Mecânico luta para manter aberto o único cinema de rua da
Paraíba
Com a afabilidade de Alfredo, o amor de Totó pela sétima
arte e a determinação de Francisglaydisson, o mecânico Regilson Cavalcanti
Silva, de 32 anos, sustenta, há dois, seu Cinema Paradiso com as adversidades
de um Cine Holliúdy. Inaugurado em 13 de fevereiro de 2012, o Cine RT (R, de
Regilson, e T, de Thamires, mulher dele) fica em Remígio, na Paraíba. Com pouco
mais de 17 mil habitantes e distante 147 km da capital, João Pessoa, a cidade
que possui uma única videolocadora ainda dá pouca atenção ao empreendimento.

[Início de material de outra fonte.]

PR #4163, opened 2026-08-13
feat(backup): make the cloud-backup password mandatory

grimen:
Closes blinkbitcoin/blink-wip#1141 — item 3 of the red-team hardening epic [blink-wip#1092](https://github.com/blinkbitcoin/blink-wip/issues/1092).

## Problem

The cloud-backup screen offered encryption as an **opt-in** checkbox, default unchecked, and the validator passed with the box unchecked — one tap uploaded `{"encrypted": false, "mnemonic": "..."}` (the BIP-39 phrase in cleartext) to iCloud / Google Drive. A compromised cloud account then meant compromised funds.

## Fix

The password is now always required; the checkbox and every `isEncrypted` code path are gone. The crypto itself is unchanged (min 12 chars, PBKDF2-SHA256 600k → AES-128-GCM — the audit judged it sound).

- `buildBackupPayload` requires `password` at the type level **and** throws on an empty one (plain `Error`, not a new `BackupPayloadErrorReason` — the reason enum maps restore-side failures to user copy; an empty password at build time is a programmer error the validation layer already prevents).
- **Restore compatibility is the hard constraint and is untouched**: `PlainBackupPayload`, `isEncryptedBackup`, `parseBackupPayload`, `parseEncryptedBackupPayload`, and the whole restore flow keep accepting legacy plaintext backups already in users' clouds. Since the app can no longer produce that shape, the parse-side tests now pin it with hand-written plaintext fixtures instead of the builder.
- Users with an existing plaintext backup get an encrypted replacement the next time they run backup, through the existing overwrite-confirmation dialog — a strict upgrade, no special handling.

## Decisions & product notes

- **Product decision (confirmed):** require a password rather than the audit's alternative of a device-held key — a device-held key would make the backup useless in the lost-device case, which is the whole point of a cloud backup.
- The screen is a migration checkpoint (`MigrationCheckpoint.CloudBackup`) and stays completable; users unwilling to set a password still have the manual-backup path.
- The security-score signal (`use-security-signals.ts`) keys `cloudBackup` on completion method, not encryption — no change needed, and it stays truthful since every new cloud backup is encrypted by construction.

## i18n

`encryptCheckbox` removed from EN and all 28 locale JSONs (stale-key check); `description` reworded to say the backup is always password-protected, with updated translations in all 28 locales; regenerated `i18n-types.ts`/`source/en.json` committed.

## Tests

439 tests across the onboarding + payload suites pass. Highlights: "throws when built without a password" (`@ts-expect-error` + empty-string), "parses a legacy plaintext payload (restore compatibility)", metadata/`isEncryptedBackup`/`parseEncryptedBackupPayload` legacy cases on hand-written fixtures, upload assertions flipped to `\"encrypted\":true`, and the form/screen/validation specs reworked for the always-required password (net −190 lines).

## Review follow-ups (3bbc6bf9)

A code review of b655aec0 raised five points. Three are fixed in [3bbc6bf9](https://github.com/blinkbitcoin/blink-mobile/commit/3bbc6bf9fa72c10d11d5dc2df5d17c77d406bf27); two are deliberately not changed, with the reasoning below so a reviewer can disagree with it.

**Fixed — silent failure on encryption (the one that mattered).** `buildBackupPayload` was called with no `try`/`catch`, and `handleBackup` is wired straight into `GaloyPrimaryButton onPress`, so its promise is never awaited. Before this PR the default path built a plaintext payload and ran no crypto; now every user runs PBKDF2-600k + AES-GCM at that line. Any throw — a native crypto failure, or an empty password slipping past the disabled-button gate — became an unhandled rejection: no toast, no telemetry, and the user stranded after they had already signed in to Drive/iCloud and confirmed the overwrite dialog. It now reports through the `error-logging` boundary and shows the existing `uploadFailed` toast, matching every other failure branch in the hook.

**Fixed — the upload assertions did not test the security property.** They checked `expect.stringContaining('"encrypted":true')`, which a payload carrying both that flag and a stray plaintext `mnemonic` field would pass. The spec now runs the **real** `buildBackupPayload` against mocked crypto primitives instead of a hand-rolled stub, so the assertions see the shape that actually reaches the cloud, and asserts the uploaded payload contains neither the phrase nor a `"mnemonic"` field — on the fresh path and on the path that overwrites a legacy plaintext backup (where the phrase is present in the downloaded file and must not be carried forward). Both throw sources are covered too: encryption failure, and an empty password.

**Fixed — the disabled Continue gate was untested.** `mockIsValid` was reset to `true` in `beforeEach` and never flipped, so `disabled={!isValid}` had no coverage. With the checkbox gone that gate is the only thing keeping an invalid password out of the builder, so it is now tested directly (and is non-vacuous: the sibling test presses the same element and does reach `handleBackup`).

**Not changed — no error text on an untouched empty password field.** `shouldShowPasswordError` requires `hasPassword`, so an empty field shows no error, and `useCloudBackupForm` additionally resets `passwordTouched` whenever the password is empty, making the touched-and-empty state unreachable by design. Surfacing an error there would mean tearing out that reset. It is also unnecessary: the empty field is not unexplained — its placeholder reads *"(12 characters minimum)"* and the screen description states the backup is password-protected. Yelling "Minimum 12 characters" in red at someone who has not typed anything yet would be worse than the current state.

**Not changed — `preset="fixed"` on a screen that now always renders the password fields.** The concern is keyboard clipping on a small device. But pre-PR, with the checkbox ticked — the encrypted path this PR makes mandatory — the screen rendered the checkbox **plus** both password fields **plus** the warning banner. The tallest-content case therefore got one row *shorter* here, so this is not a regression introduced by this PR. `preset="fixed"` is also the convention across the whole self-custodial onboarding flow, and `presets.scroll.inner` has no `flexGrow: 1`, so switching would collapse the `justifyContent: "space-between"` layout unless a `flexGrow` override is passed too. Changing one screen's preset against the flow's convention is not worth doing without a device check; worth a separate look if the flow is ever revisited as a whole.

Tests: 443 pass across the 32 onboarding + payload suites (was 439). ESLint and `tsc --noEmit` clean.


kngako (changes requested):
## Findings

### Finding 1 — BLOCKING: `handleBackup` has no in-flight guard, and the button stays live through the entire pre-upload phase

`loading` returned by both provider hooks is only `true` inside `upload`/`downloadById` (`use-google-drive-backup.ts:201,225`; `use-icloud-backup.ts:81,97`). Everything before that — `startSession` sign-in, the existing-backup download prompt gap, the `confirmDialog` wait, and the now-mandatory synchronous `pbkdf2Sync` 600k-iteration derivation (`crypto.ts:27`, invoked at `use-cloud-backup.ts:127`) — runs with the Continue button enabled and showing no spinner. `handleBackup` itself has no concurrency guard.

**When it comes up:** a user taps Continue, the Google sign-in sheet completes, and while the overwrite-confirmation dialog is open (or during the brief frozen-UI crypto window on a low-end device) they tap Continue again. Two `handleBackup` runs interleave: two overwrite dialogs stack, and two uploads race on the same Drive/iCloud file. The content is identical and encrypted, so funds are never at risk — but the user sees duplicate dialogs and the branch's own premise ("don't strand or confuse the user in this handler") is only half delivered. The dialog window predates this branch, but commit `3bbc6bf9f` explicitly claims to harden this handler, and the mandatory crypto step widens the unguarded window.

**Proposal:** guard the whole handler with the existing `useInFlightGuard` pattern (the fix `docs/pr-review.md` prescribes for unguarded double-invocation), or add a local `busy` state in `useCloudBackup` set before `startSession` and cleared in a `finally`, and disable the button on `busy || loading`. Pin it with a test that a second `handleBackup()` invocation while the first is in flight is a no-op. Optionally also flip `loading` on around the `buildBackupPayload` call so the button spins during key derivation instead of the UI appearing frozen.

### Finding 2 — non-blocking: `reportError` drops the operation context for `Error` instances

`reportError("Cloud backup encryption", err)` (`use-cloud-backup.ts:134`) routes through `error-logging.ts:8-10`, which only uses the `operation` string when `err` is *not* an `Error`. Both throw sources named in the commit message — the builder's `new Error(...)` and any native crypto failure — are `Error` instances, so Crashlytics receives a bare `"buildBackupPayload requires a password…"` or vendor crypto message with no indication it came from the cloud-backup flow.

**When it comes up:** after release, a spike of native crypto failures hits the crash dashboard as an anonymous `Error: <native message>`; nobody can tell it is the new mandatory-encryption path without manually symbolicating and cross-referencing timestamps, and any alerting keyed on the operation name never fires. The observability the commit sets out to add is silently weaker than intended.

**Proposal:** in `error-logging.ts`, always wrap — `new Error(`${operation} failed: ${err.message}`, { cause: err })` — or pass the operation through `RecordAppErrorOptions` context instead of the message. Whichever shape is chosen, extend the hook spec's encryption-failure test to assert the reported error carries the "Cloud backup encryption" context, so the tripwire survives a refactor of the wrapper.

### Finding 3 — non-blocking: two divergent definitions of a valid backup password

The form gate requires ≥12 characters via `validatePassword` (`cloud-backup-validation.ts:24`), but the builder's last line of defense only rejects the empty string (`backup-payload.ts:83`). The type-level requirement enforces *presence*, not *policy*: any future caller — or a regression in the validation hook — that passes `"short"` gets a weakly-encrypted backup uploaded with no complaint.

**When it comes up:** a second backup surface is added later (e.g. an automated re-backup after restore, or a settings-screen "back up again" entry point) and its author reasonably assumes `buildBackupPayload` enforces the password policy, wiring it to a field with weaker or no validation. A 1-character password then protects a real mnemonic in someone's cloud, and nothing fails loudly.

**Proposal:** have `buildBackupPayload` delegate to the shared `validatePassword` (already imported by the validation module) and throw on `!validatePassword(password).valid`, so "valid backup password" is defined in exactly one place. Update the existing throw test to also cover a too-short password, which then pins the policy at the builder level rather than only at the screen. Restore is unaffected — the parse side never re-validates the password.

---

## Test Coverage Gaps

1. **No concurrency test for `handleBackup`** (ties to Finding 1). Nothing fails if a second invocation is allowed to interleave — the double-dialog/double-upload behavior could ship or regress unnoticed. A test that fires `handleBackup()` twice before the first resolves and asserts one session/one upload would lock it in.

2. **No test that the busy state covers the crypto window** (ties to Finding 1). If the fix wraps `buildBackupPayload` in the loading state, a test asserting the hook reports busy between confirmation and upload would prevent a future refactor from narrowing the window again.

3. **The restore-hook spec hand-mocks `parseBackupPayload`** (`use-cloud-restore.spec.ts:48`), so the PR's stated invariant — "restore compatibility is untouched" — is pinned only at the `backup-payload.spec` level. Per the house rule that mocks must not neutralize the assumption being relied on, one restore-level test feeding a legacy plaintext fixture through the *real* parser would close the loop between "the parser accepts it" and "a user can actually restore from it".

4. **No E2E coverage of the now-only backup path.** The Detox specs never touch the cloud-backup screen, so the mandatory-password flow ships without end-to-end confirmation on either platform. At minimum the PR's test plan should record manual QA on both iOS (iCloud) and Android (Drive), since the screen changed shape (checkbox removed, fields always visible).

## Code Smells

- **`uploadFailed` copy is misleading on the encryption path** (`use-cloud-backup.ts:135`): the toast says "Upload failed" when no upload was ever attempted. Users reporting the error — and support reading screenshots — will be pointed at their cloud account when the real failure was local. A distinct generic backup-failure message would cost one i18n key.

- **Duplicated mnemonic literal in the hook spec** (`use-cloud-backup.spec.ts`): `MNEMONIC = "youth indicate void"` restates the string hardcoded inside the `useWalletMnemonic` mock a few lines below. If one drifts, the `not.toContain(MNEMONIC)` assertions silently weaken. Reference one constant for both.

- **`handleBackup` is a 12-dependency orchestrator** (`use-cloud-backup.ts:154-167`): session, download, dialog copy, crypto, upload, analytics, and completion all live in one callback. Per the repo's "pure core, thin hook" vocabulary, the payload-build-and-toast decision is a candidate for a pure function unit-testable without `renderHook` — worth doing if this handler grows one more branch, not before.

- **The new block comment documents only half the hazard** (`use-cloud-backup.ts:122-124`): it explains the unawaited-`onPress` throw risk well, but the same unawaited handler is also what makes Finding 1's double-invocation possible. When Finding 1 is fixed, extend the comment so the next reader knows the guard and the try/catch protect the same boundary.

---

## Verdict

Finding 1 is blocking: the branch's stated goal is to make this handler failure-safe, and it still permits stacked overwrite dialogs and racing uploads from a plain double-tap — a one-pattern fix (`useInFlightGuard`) with a clear test shape. Findings 2 and 3 are non-blocking but cheap, and both already have natural homes for their tests. Everything else — the mandatory-password change itself, legacy restore compatibility, i18n regeneration, and the new failure-path tests — is in good shape and matches the commit prose.

esaugomez31 (approved):
@grimen @kngako

I applied and tested the review points. Everything works as expected.

## Findings

1. **BLOCKING: no in-flight guard on `handleBackup`** — Fixed. Wrapped in `useInFlightGuard` plus a busy state covering the whole handler, so the CTA is no longer live during sign-in, the overwrite dialog and the PBKDF2 window.
2. **`reportError` drops the operation context** — Fixed, in its own commit (`13fd2e574`) since `error-logging.ts` is shared by 136 call sites. Used `recordError(error, jsErrorName)` rather than re-wrapping, so the message and the original stack stay intact.
3. **Two divergent definitions of a valid password** — Fixed. `buildBackupPayload` delegates to `validatePassword`, so the policy lives in one place.

## Test Coverage Gaps

1. **Concurrency test** — Added.
2. **Busy state over the crypto window** — Added.
3. **Restore spec hand-mocks `parseBackupPayload`** — Removed the hand-mocks; the real parser runs now, plus a legacy plaintext restore test.
4. **E2E** — Not added.

## Code Smells

- **`uploadFailed` copy on the encryption path** — Fixed. New `backupFailed` key across all i18n files.
- **Duplicated mnemonic literal in the hook spec** — Fixed.
- **12-dependency orchestrator** — Left as is, per your own scoping ("not before").
- **Comment documents only half the hazard** — Extended.

Rebased onto `main`, which resolves the conflict. Tested on iOS / iCloud and the flow works end to end, with the uploaded backup encrypted and carrying no plaintext phrase. Android / Drive still needs a device pass.

esaugomez31 (dismissed):

esaugomez31 (approved):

— Quando a semana tá boa, eu chego a ter 45 pessoas aqui —
conta Regilson, que ganha a vida consertando motos numa oficina montada há oito
anos, numa rua próxima ao cinema.
Com filmes dublados em duas sessões, de segunda a
sexta-feira, às 18h e às 20h, e uma matinê às 16h, nos sábados e domingos, o
cinema cobra ingressos de R$ 4 (meia) e R$ 8 (inteira). Mesmo mantendo uma
programação atualizada — na semana passada estava em cartaz “Frankenstein —
Entre anjos e demônios”, de Stuart Beattie, que seguia no circuito carioca até
o último dia 13 —, ele não consegue levantar receita suficiente para manter o
cinema. Somando o aluguel do prédio, o custo com filmes — que pode chegar a R$
2 mil a unidade —, os impostos e as despesas operacionais, o Cine RT parece um
investimento kamikaze.
— Não é pelo lucro, não, que eu nunca tive — lamenta o
mecânico — As contas não fecham, e eu tenho que usar dinheiro da oficina para
manter o cinema aberto. Já houve mês em que eu precisei tirar R$ 1.500 do bolso
para cobrir as despesas. Minha mulher já me disse para largar isso, porque há
dois anos vivemos numa recessão financeira.
Mesmo assim, a mulher ajuda o mecânico. E Regilson não quer
fechar as portas tão cedo. Mais que um sonhador, ele é um idealista:
— Estou nessa pelo amor que tenho aos filmes e pela vontade
de fazer as pessoas da minha cidade voltarem a frequentar o cinema.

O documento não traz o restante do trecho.